Give the entries again, exactly as written.

--------------------

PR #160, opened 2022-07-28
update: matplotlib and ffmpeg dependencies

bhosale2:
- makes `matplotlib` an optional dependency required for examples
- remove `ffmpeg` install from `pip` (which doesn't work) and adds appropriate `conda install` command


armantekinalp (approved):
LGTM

--------------------

- [Response]
PR #160, opened 2022-07-28
update: matplotlib and ffmpeg dependencies

bhosale2:
- makes `matplotlib` an optional dependency required for examples
- remove `ffmpeg` install from `pip` (which doesn't work) and adds appropriate `conda install` command


armantekinalp (approved):
LGTM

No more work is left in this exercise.